━━━ THE RECORDS
PR #4, opened 2017-01-17
add config option to disable pedantic prompts

baszoetekouw:


scottkosty:
Looks good. My only real comment/question:

What are your thoughts on renaming "pedantic" to "confirmation"? That would be
more consistent with .taskrc (see man taskrc).

Minor comments:

- I was going to fix the "code duplication" TODO, but realized it is not trivial because of the assignment.

- I think that all bools (i.e. $burndown) should be converted to use 1/undef, like you did for $pedantic. I will try to remember to do this.

- For the "TODO: get rid of the eval()", that would be nice! I agree it is a hack (which I introduced at 28450ae2) but I couldn't figure out how to do it in a better way.

baszoetekouw:
I agree dat "confirmation" is a bit more neutral ;)
I also documented the option in the man page.

Should be fine to go for 1.3, now.

baszoetekouw:
Regarding the eval(): are you sure it's even necessary at all?  the /e modifier in the regular expressions in replace_keycodes() seems to care care of the expansion of the KEY_F(1) &co?

scottkosty:
squash-merged at db23fc11.

scottkosty:
> Regarding the eval(): are you sure it's even necessary at all? the /e modifier in the regular expressions in replace_keycodes() seems to care care of the expansion of the KEY_F(1) &co?

No I'm not sure. If you're confident that we can remove it, let's go ahead and make a pull and we can do that for 1.3beta. If you're not confident, let's just leave it and we can experiment with a change after 1.3 is released.

PR #5, opened 2017-01-17
Feature+tags

baszoetekouw:
Add command to edit tags for tasks

### DIFF
--- a/cmds.pl
+++ b/cmds.pl
@@ -261,10 +261,22 @@ sub task_set_tag {
     return;
   }
 
-  foreach my $t (split(/\s\+/,$tags)) {
-    next if $t =~ m/^\s+$/;
+  # multiple tags can be specified separated by spaces
+  # keep track of the current modifier (default:+) and use it for subsequent tags
+  # so "+a b c" means "+a +b +c" and "+a -b c" means "+a -b -c"
+  my $mod='+';
+  foreach my $t (split(/\s+/,$tags)) {
+    next if $t =~ m/^\s*$/;
+
+    # check if a + or - was specified
     my $fc = substr($t,0,1);
-    $t = "+$t"  unless  $fc eq '+' or $fc eq '-';
+    if ( $fc eq '+'  or  $fc eq '-' ) {
+      # if so, save the current modifier
+      $mod = $fc;
+    } else {
+      # if not, add the current modifier
+      $t = $mod . $t;
+    }
 
     my ($es,$result) = &task_exec("$id modify '$t'");
     if ( $es != 0 ) {
--- a/cmds.pl
+++ b/cmds.pl
@@ -227,11 +227,6 @@ sub task_set_tag {
     &draw_prompt_line('');
     return;
   }
-  #my $tag = &task_info('Tag');
-  #if ( $p eq $proj ) {
-  #  beep();
-  #  return;
-  #}
 
   foreach my $t (split(/\s\+/,$tags)) {
     next if $t =~ m/^\s+$/;
--- a/cmds.pl
+++ b/cmds.pl
@@ -236,7 +236,7 @@ sub task_set_tag {
     my $fc = substr($t,0,1);
     $t = "+$t"  unless  $fc eq '+' or $fc eq '-';
 
-    my ($es,$result) = &task_exec("$id modify $t");
+    my ($es,$result) = &task_exec("$id modify '$t'");
     if ( $es != 0 ) {
       $error_msg = $result;
       &draw_error_msg();
--- a/cmds.pl
+++ b/cmds.pl
@@ -218,6 +218,39 @@ sub task_set_project {
 
 #------------------------------------------------------------------
 
+sub task_set_tag {
+  my $id = $report2taskid[$task_selected_idx];
+  my $tags = &prompt_str("Tag: ");
+  if ( $tags eq '' ) {
+    &draw_prompt_line('');
+    return;
+  }
+  #my $tag = &task_info('Tag');
+  #if ( $p eq $proj ) {
+  #  beep();
+  #  return;
+  #}
+
+  foreach my $t (split(/\s\+/,$tags)) {
+    next if $t =~ m/^\s+$/;
+    my $fc = substr($t,0,1);
+    $t = "+$t"  unless  $fc eq '+' or $fc eq '-';
+
+    my ($es,$result) = &task_exec("$id modify $t");
+    if ( $es != 0 ) {
+      $error_msg = $result;
+      &draw_error_msg();
+      return;
+    }
+  }
+
+  $feedback_msg = "Modified task $id.";
+  &flash_current_task();
+  $reread_needed = 1;
+}
+
+#------------------------------------------------------------------
+
 sub shell_command {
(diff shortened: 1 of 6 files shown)


scottkosty:
Nice work, Bas!

It is nice that the prompt history works well for this feature.

Here are some comments:

1. consider a tag called "mytag". If the task has the tag "mytag" and I would like to remove it, I can do the following keypresses:

  `T-myt<Tab><Enter>`

and that works as I expect. If I happen to do a second tab, the `-` is removed. Is there a reason for that? I see your comment "remove prefix + or - when matching tags". What is the purpose of that? Perhaps to signal to the user that a match was found?

2. if I do

  `Tone two<Enter>`

The *description* is modified to be "+one two". What do you think should happen in this case? I expected two tags to be added (+one +two), but perhaps that wasn't a good expectation.

3. I have a tag "computers". If I do

  `Tcompu<Tab>`

The tag is expanded to "computers", as expected. If I then press backspace until I remove the completion (e.g. I changed my mind about adding that tag), and then type

  `abcdef<Tab>`

It is expanded to "computers". Can you reproduce?

4. if I do T and then <tab>, I get:

  `----------`

which is not actually one of my tags. Can you reproduce? If not, let me know and I will take a look. It might have to do with my configuration. Did you consider parsing `task _tags` (note the underscore) instead of `task tags`? I think it would be faster, because `task tags` counts how often each tag is used, and is not as easy to parse. But I just checked `man task` and it says that `_tags` is deprecated in favor of:

  `task _unique tags`

But that is not quite what we want, since it shows all combinations of tags used (at least on 2.5.1 it does). I can ask the taskwarrior gurus on IRC if you agree that the parsing could be made more simple. But if you are happy with parsing `task tags`, I can be convinced to leave it as it is.

You don't have to address any of the following two comments for the branch to be merged. I just mention them in case you are motivated, and in case you have comments for if I want to take a look at them at a later time. If you don't have comments, please feel free to just ignore them.

5. For removing a tag, it would be nice to cycle only through the tags that the task currently has. I wonder how responsive this would be though, because we would have to query on the press of the tab.

6. It would be nice for `shift+tab` to cycle backwards. This is nice if you scroll quickly through tags with `<Tab>` and then overshoot by one.

Thanks for your work on this often-requested feature!

scottkosty:
Note also the typo "remove the tasg STRING" in the `commands` file.

baszoetekouw:
Hi Scott,

Thanks for testing this!  Issues 1, 2, 3, 4 and 6 should now be fixed.

I agree with you that for removing a tag, ideally vit would only cycle through the tags that are relevant for the current issue.  That would be pretty hairy to implement though, particularly in combination with supporting multiple tags in a single command.  I would therefor prefer the current solution, at least for now. 

Regarding the exact tag command to be used: I don;t think it really matters (at least, as long as speed is concerned).  Taskwarrior has to linearly parse the entire ~/.task/*.data files anyway to determine which tags are used; counting them while parsing should hardly give any overhead.

scottkosty:
> Regarding the exact tag command to be used: I don;t think it really matters (at least, as long as speed is concerned). Taskwarrior has to linearly parse the entire ~/.task/*.data files anyway to determine which tags are used; counting them while parsing should hardly give any overhead.

Ah good point.

In the end, I think it is good that you used "task tags" instead of "task _tags" (I think I actually recommended the opposite) because "task tags" returns only tags in the pending list, so it is faster. The consequence is, of course, if the VIT user is viewing a completed task and wants to remove a tag that is not present in their pending task list, it will not expand for them. But I don't think VIT even works well on completed tasks anyway, so I'm not worried about this.

$ time task tags

gives:

real	0m0.159s
user	0m0.140s
sys	0m0.020s


and

$ time task _tags

gives:

real	0m0.211s
user	0m0.200s
sys	0m0.008s

scottkosty:
Bas, this works great! I've tested for a while now and I find it to be very robust. Well done!

I think this will be a highlight when we announce the new features in VIT 1.3.

The following feature request falls in the category of "not that important so feel free to ignore but I'll mention it anyway":

If a user enters two tags, there is no tab-expansion for the second.

One issue I came across is that this slows down opening VIT for me. The following timings are actually an average of 5 runs.

Before the patch, when running "time vit<enter>Z" I get the following:

real	0m1.794s
user	0m1.692s
sys	0m0.104s

after the patch, I get the following:

real	0m1.978s
user	0m1.853s
sys	0m0.103s

Looking at the timings in my comment above, I would guess that the extra time is due to the call to "task tags", so I don't think there's anything we can do about it.

I have a few smaller task databases (e.g. that I use just for work), and I do not notice any slowdown (I did not time it though). So at least the extra time is a function of the database size and is not a flat penalty (which makes sense, but wanted to check to be sure).

So let's merge this.

What do you think of the following patch? It allows splitting on a combination of spaces and commas. I think some users may attempt to enter a comma-separated list of tags. The disadvantage of this patch is that if a user actually intended a comma as part of the tag, they will be surprised.

```
commit 67dfc0100cbda07f89d43e28b40618de165779dd
Author: Scott Kostyshak <scott.kostyshak@gmail.com>
Date:   Sat Jun 24 20:21:17 2017 -0400

    Allow tag list to be separated by commas
    
    The user might want to enter
    
        a, b, c
    
    or
    
        a,b,c
    
    and intend for the tags to be +a +b +c.
    
    This form of input may be intuitive to the user as it is what is
    displayed when running
    
        task <ID> edit

diff --git a/cmds.pl b/cmds.pl
index 66d7e83..0d08218 100644
--- a/cmds.pl
+++ b/cmds.pl
@@ -287,11 +287,12 @@ sub task_set_tag {
     return;
   }
 
-  # multiple tags can be specified separated by spaces
+  # multiple tags can be input separated by a combination of spaces and commas
+  #
   # keep track of the current modifier (default:+) and use it for subsequent tags
   # so "+a b c" means "+a +b +c" and "+a -b c" means "+a -b -c"
   my $mod='+';
-  foreach my $t (split(/\s+/,$tags)) {
+  foreach my $t (split(/,?\s+|,/,$tags)) {
     next if $t =~ m/^\s*$/;
 
     # check if a + or - was specified

```

Thanks also for your extra clean-up and for all of the comments. That really made it easy to read the code. It is nice to replace the hard-coded 410 with KEY_RESIZE. I think there are other places this is used. I will make the change for those places also.

If you're motivated to make a patch with getchar(), we could put that in at the beginning of the 1.4 cycle. But I want to keep the current code for 1.3, since it has been well-tested.  Note that @Ri-Ga had some comments on getchar() which you can see at 4de7351c (thanks for that great commit message, Richard!).

scottkosty:
> It is nice to replace the hard-coded 410 with KEY_RESIZE. I think there are other places this is used. I will make the change for those places also.

Done at c0614ef8.

scottkosty:
@baszoetekouw Can you take a look at the patch I suggest in https://github.com/scottkosty/vit/pull/5#issuecomment-310879911?

scottkosty:
@baszoetekouw any thoughts on the patch in https://github.com/scottkosty/vit/pull/5#issuecomment-310879911?

scottkosty:
I put the patch in at 2d6ec2cd.

PR #6, opened 2017-02-12
Add start/stop commands to Vit.

dbalan:
- bound to key 'b', starts or stops a task depending on its current status

More discussion here: https://bug.tasktools.org/browse/VT-131

### DIFF
--- a/cmds.pl
+++ b/cmds.pl
@@ -99,6 +99,36 @@ sub task_den_or_del {
 
 #------------------------------------------------------------------
 
+sub task_start_stop {
+    my ($ch, $str, $yes);
+    my $id = $report2taskid[$task_selected_idx];
+
+    my ($es, $result) = &task_exec("$id active");
+    my $prompt = "stop";
+    if ($es != 0) {
+        $prompt = "start";
+    }
+
+    $yes = &prompt_y("$prompt task $id?");
+
+    if (! $yes ) {
+        &draw_prompt_line('');
+        return;
+    }
+
+    my ($es, $result) = &task_exec("$id $prompt");
+    if ( $es != 0 ) {
+        $error_msg = $result;
+        &draw_error_msg();
+        return;
+    }
+    $feedback_msg = "Marked task $prompt ed.";
+    &draw_feedback_msg();
+    $reread_needed = 1;
+}
+
+#------------------------------------------------------------------
+
 sub task_done {
   my ($ch, $str, $yes);
   my $id = $report2taskid[$task_selected_idx];
--- a/cmds.pl
+++ b/cmds.pl
@@ -103,13 +103,16 @@ sub task_start_stop {
     my ($ch, $str, $yes);
     my $id = $report2taskid[$task_selected_idx];
 
-    my ($es, $result) = &task_exec("$id active");
+    my ($state, $_) = &task_exec("$id active");
     my $prompt = "stop";
-    if ($es != 0) {
+    $feedback_msg = "Stopped Task";
+
+    if ($state != 0) {
         $prompt = "start";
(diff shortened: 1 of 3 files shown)


dbalan:
@scottkosty Can you please merge this?

scottkosty:
I would first like some discussion on whether users prefer a toggle (like you propose) or two separate keybindings. I'd also like some feedback on the best keybindings. Once we implement a keybinding, it is not good to change it (because many will already be used to it). So it's best to make sure we get it right the first time.

I will start an email thread with VIT users to get feedback regarding a few issues. In particular, this one and #2.

dbalan:
Fair enough! Thanks for the clarification.

Quoting Scott Kostyshak (2017-02-25 00:10:25)

scottkosty:
I've finally taken a detailed look at your patch. It looks good! I especially
appreciate that you made the change to the 'commands' file, you used the
built-in prompt_y subroutine, and the style of your patch fits well with the
current style.

Thanks for your work on this useful feature!

I have the following minor comments. If you address the first 2 comments, I
will address comments 3 through 5 in follow-up commits. Or if you prefer, feel
free to do the others as well.

Comments:

1. Perl gives some warnings. They are always given but VIT clears the screen, so the easiest way to see them is:

$ vit -v
"my" variable $es masks earlier declaration in same scope at /usr/local/bin/vit line 390.
"my" variable $result masks earlier declaration in same scope at /usr/local/bin/vit line 390.
vit-1.3.dev (0fadb93)
$ 

The reason for these warnings is that you have the following lines:
    my ($es, $result) = &task_exec("$id active");
    my ($es, $result) = &task_exec("$id $prompt");

2. The second line of the git message should always be empty

3. add a changelog entry

4. The feedback after starting a task is currently
"Marked task start ed."

I would prefer for it to be

"Started task" and "Stopped task"

This is consistent with

  "Annotated..."

and the feedback from modify is

"Modified..."

This will involve a little annoying work since we cannot just append "ed" to
"stop". We must instead add an extra "p".

5. I would prefer to remove the task ID from the current prompt "start task
<TASKID>" so that it is only "start task?". The reason is partly to be
consistent (e.g. with 'm', 'p', and 'P'), and also because ideally I'd like to
abstract away from task ID numbers. They are just temporary numbers useful for
identifying a task, but in VIT we can identify the task with the cursor.
Ideally, it would be nice someday for the user to have the option of never
seeing a task ID while using VIT. Of course, sometimes it is nice to see a task
ID because the user might want to manually run a taskwarrior command on it.
Thus, we might allow the user to configure this behavior, and if so, the
behavior should be centralized (e.g. in prompt_y).

dbalan:
@scottkosty Thanks for reviewing!

I've made neccessary changes for this to work, please have a look?

scottkosty:
@dbalan I merged your branch and made some follow-up commits. They are all simply, but could you please take a look at the follow-up commits and confirm that they look OK to you?

Also, in the future, please format your commit messages according to common guidelines. See, for example: https://chris.beams.io/posts/git-commit/
In particular (taken from the URL):

1. Separate subject from body with a blank line
2. Limit the subject line to 50 characters
3. Capitalize the subject line
4. Do not end the subject line with a period
5. Use the imperative mood in the subject line
6. Wrap the body at 72 characters
7. Use the body to explain what and why vs. how

Also note: there's still a chance the keybinding will change. I'm planning to ask for feedback (either pre or post 1.3beta) before the final 1.3 release.

I'm sorry for my picky comments. I hope I don't scare you away from future contributions. Thank you f or this nice feature!

dbalan:
@scottkosty Apprciate the attention to detail. Also, thanks for the project!

PR #11, opened 2017-06-06
fix tab completion in prompt

Ri-Ga:
* implements that cycling through tab completions
   happens only when tab is pressed multiple times
   without other keys in between
 * adds a bit of code documentation to related variables
 * removes some old, commented code block for handling
   backspace in prompt (there already is was uncommented
   code for doing this handling)
 * addresses bug VT-11

### DIFF
--- a/prompt.pl
+++ b/prompt.pl
@@ -70,10 +70,10 @@ sub prompt_str {
   my ($prompt) = @_;
   $cur_pos = length($prompt);
   my $str = '';
-  my $tab_cnt = 0;
+  my $tab_cnt = 0;# number of subsequent tab presses (for iterating through completions)
+  my $tab_match_str = '';# value of $str upon first press of tab
   my $history_idx = 0;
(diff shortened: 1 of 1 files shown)


baszoetekouw:
note that this is also addressed in #5

Ri-Ga:
Indeed. I did not test your commit, but concerning functionality I'd be fine if then only your pull request is chosen and mine is closed. Two aspects of my commit that I do prefer over yours are

1. the fact that the counter (`$tab_cnt`) is reset at a single, central location in the code rather than scattered over all the individual character handlers;
2. the existence of a bit of code documentation (both for the variables as well as for the counter-resetting block), which I think really does not harm vit.

Would you mind including this in your pull request?

baszoetekouw:
Agreed.  I'll merge this PR into #5

Ri-Ga:
Just had a quick look: Great, thanks!

Closing this PR in favor of #5 .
━━━━━━
** WHAT THE EXERCISE ASKS **
Considering only the material above, set down every line from the one with "1. Separate subject" to the one with "7. Use the body", inclusive, exactly as written.

** ANSWER **
1. Separate subject from body with a blank line
2. Limit the subject line to 50 characters
3. Capitalize the subject line
4. Do not end the subject line with a period
5. Use the imperative mood in the subject line
6. Wrap the body at 72 characters
7. Use the body to explain what and why vs. how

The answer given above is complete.